Digital Currency Group Suspends Payouts To Maintain Liquidity
In an effort to maintain its existing level of liquidity, the venture capital company Digital Currency Group (DCG) has informed its shareholders that it would temporarily suspend the payment of its quarterly dividends until further notice.
In the letter that was sent to shareholders on January 17, the primary objective of the company is to improve the quality of our balance sheet by lowering operational expenditures and maintaining a sufficient level of liquidity.
DCG said that it was also mulling over the possibility of selling some of the assets included within its portfolio.
The company’s financial problems stem from the difficulties experienced by one of its subsidiaries, a cryptocurrency broker known as Genesis Global Trading. According to reports, Genesis Global Trading owes its creditors more than $3 billion.
Due to the fact that Genesis has disabled its customers’ ability to withdraw funds since November 16, Cameron Winklevoss, on behalf of his exchange Gemini and its users who have funds on Genesis, has written an open letter to the board of directors of DCG requesting that Barry Silbert be removed from his position as CEO of the company. The letter was published on January 10.
Winklevoss claims that Gemini is owed a total of $900 million by Genesis for money that were leased to Genesis as part of Gemini’s Earn program. This program gives clients the opportunity to earn an annual return of up to 7.4% on their investments. Winklevoss also said that DCG owed Genesis a total of $1.675 billion, although Silbert refuted this assertion.

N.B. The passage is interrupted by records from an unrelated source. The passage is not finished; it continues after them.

PR #53, opened 2020-05-15
Adding an endpoint to check if a patron is eligible to create dependent accounts.

EdwinGuzman:
## Description
Adds an endpoint and logic to check whether a patron is eligible to create dependent accounts.

## Motivation and Context

Resolves [DQ-304](https://jira.nypl.org/browse/DQ-304).

There's a new endpoint that whether or not a patron is eligible to create a dependent account.
Screen Shot 2020-05-14 at 1 17 23 PM
Screen Shot 2020-05-14 at 1 25 26 PM
The endpoint only requires a barcode. We first get the patron data object from the ILS with the `patronType` and `varFields` properties since those are the most important. 

There are 8 p-types that can create dependent accounts. If the patron has a `patronType` that is in the list (found in the code), then they can create dependent accounts! If not, they're not eligible. But, if the patron has the right p-type but has reached the limit of dependent accounts, they cannot create any more. The limit checking is done with the varFields object that looks like 
```
{ fieldTag: 'x', content: 'DEPENDENTS 1234,1235' }
```

There are many varFields objects but we only want the one with the `fieldTag` of "x" (there can be more than one). Then, look through the `content` string to find how many dependents they already have (there's more logic in the code).

## How Has This Been Tested?

Through Postman by hitting the endpoint. You can mock the returned patron data object in one of the functions but I created real patron accounts in the ILS with `patronTypes` of 1 and 2. I used their barcode to test end-to-end to get the different eligibility responses. Checking the `varFields` object with a `fieldTag` of "x" is hard to test right now because that part is another ticket.

## Checklist:

### DIFF
--- a/api/controllers/v0.3/DependentEligibilityAPI.js
+++ b/api/controllers/v0.3/DependentEligibilityAPI.js
@@ -1,0 +1,159 @@
+/* eslint-disable */
+const { NoILSClient, ILSIntegrationError } = require("../../helpers/errors");
+const IlsClient = require("./IlsClient");
+
+/**
+ *
+ */
+const DependentEligibilityAPI = (args) => {
+  const ilsClient = args["ilsClient"];
+
+  /**
+   * getPatronFromILS(barcode)
+   * This calls the ILS to get a patron data object from a barcode. Returns an
+   * error if the patron couldn't be found or there was an error with the ILS.
+   *
+   * @param {string} barcode
+   */
+  const getPatronFromILS = async (barcode) => {
+    if (!ilsClient) {
+      throw new NoILSClient(
+        "ILS Client not set in the Dependent Eligibility API."
+      );
+    }
+
+    try {
+      const response = await ilsClient.getPatronFromBarcodeOrUsername(barcode);
+
+      if (response.status !== 200) {
+        // The record wasn't found.
+        throw new Error("The patron couldn't be found.");
+      }
+
+      // Return the patron object.
+      return response.data;
+    } catch (error) {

Both companies were charged on January 12 by the United States Securities and Exchange Commission (SEC) for marketing unregistered securities via the Earn program. Winklevoss’s letter had only just been sent when the SEC threw gasoline on the flames by adding the charges.
The difficulties with Genesis were not discovered until after the withdrawal stop on November 16, which the company blamed on the extreme market instability that followed the collapse of FTX and was the cause of abnormally high amounts of withdrawals.
On November 10, less than a week earlier, Genesis disclosed that it had around $175 million stranded on FTX. As a direct consequence of this revelation, DCG sent Genesis an emergency equity injection of $140 million in an effort to remedy the company’s liquidity concerns.